Work required: Copy every line of the entries that has the string "added" in it.

[Dataset records]
----
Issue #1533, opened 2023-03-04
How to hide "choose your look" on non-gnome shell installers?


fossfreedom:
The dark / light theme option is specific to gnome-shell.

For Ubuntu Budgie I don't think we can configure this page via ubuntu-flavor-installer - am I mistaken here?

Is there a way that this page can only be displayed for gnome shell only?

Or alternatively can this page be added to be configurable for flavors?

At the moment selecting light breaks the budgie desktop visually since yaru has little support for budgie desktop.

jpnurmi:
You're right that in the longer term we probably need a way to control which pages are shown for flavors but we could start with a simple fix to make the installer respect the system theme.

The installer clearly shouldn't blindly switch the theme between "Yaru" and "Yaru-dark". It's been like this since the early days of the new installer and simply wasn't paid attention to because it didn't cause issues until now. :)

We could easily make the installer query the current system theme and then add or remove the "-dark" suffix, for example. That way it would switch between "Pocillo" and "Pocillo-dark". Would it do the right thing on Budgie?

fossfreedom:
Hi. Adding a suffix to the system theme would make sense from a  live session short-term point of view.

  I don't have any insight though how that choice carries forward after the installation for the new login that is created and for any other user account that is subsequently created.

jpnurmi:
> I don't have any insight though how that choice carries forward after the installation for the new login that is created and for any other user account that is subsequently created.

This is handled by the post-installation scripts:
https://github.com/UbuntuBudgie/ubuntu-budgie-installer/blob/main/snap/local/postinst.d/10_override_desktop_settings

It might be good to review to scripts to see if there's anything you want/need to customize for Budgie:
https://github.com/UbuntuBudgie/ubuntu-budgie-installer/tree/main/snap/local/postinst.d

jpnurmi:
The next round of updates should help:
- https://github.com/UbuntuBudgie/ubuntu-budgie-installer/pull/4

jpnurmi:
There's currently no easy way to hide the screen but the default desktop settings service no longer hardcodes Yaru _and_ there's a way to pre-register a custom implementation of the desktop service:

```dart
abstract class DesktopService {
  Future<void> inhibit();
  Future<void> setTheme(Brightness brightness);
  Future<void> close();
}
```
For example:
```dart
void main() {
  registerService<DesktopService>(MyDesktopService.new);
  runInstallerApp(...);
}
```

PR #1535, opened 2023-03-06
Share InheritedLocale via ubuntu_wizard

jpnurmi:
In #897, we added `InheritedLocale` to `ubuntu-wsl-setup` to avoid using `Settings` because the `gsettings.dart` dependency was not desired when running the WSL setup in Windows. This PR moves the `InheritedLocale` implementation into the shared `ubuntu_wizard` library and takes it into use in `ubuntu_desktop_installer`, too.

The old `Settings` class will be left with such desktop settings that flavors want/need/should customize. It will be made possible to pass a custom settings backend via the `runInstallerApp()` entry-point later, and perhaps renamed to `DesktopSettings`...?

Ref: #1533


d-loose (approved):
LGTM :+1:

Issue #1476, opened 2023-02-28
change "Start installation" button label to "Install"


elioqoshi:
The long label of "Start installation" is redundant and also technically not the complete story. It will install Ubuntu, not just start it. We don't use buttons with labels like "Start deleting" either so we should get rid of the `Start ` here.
----
Finished exercise:
Or alternatively can this page be added to be configurable for flavors?
In #897, we added `InheritedLocale` to `ubuntu-wsl-setup` to avoid using `Settings` because the `gsettings.dart` dependency was not desired when running the WSL setup in Windows. This PR moves the `InheritedLocale` implementation into the shared `ubuntu_wizard` library and takes it into use in `ubuntu_desktop_installer`, too.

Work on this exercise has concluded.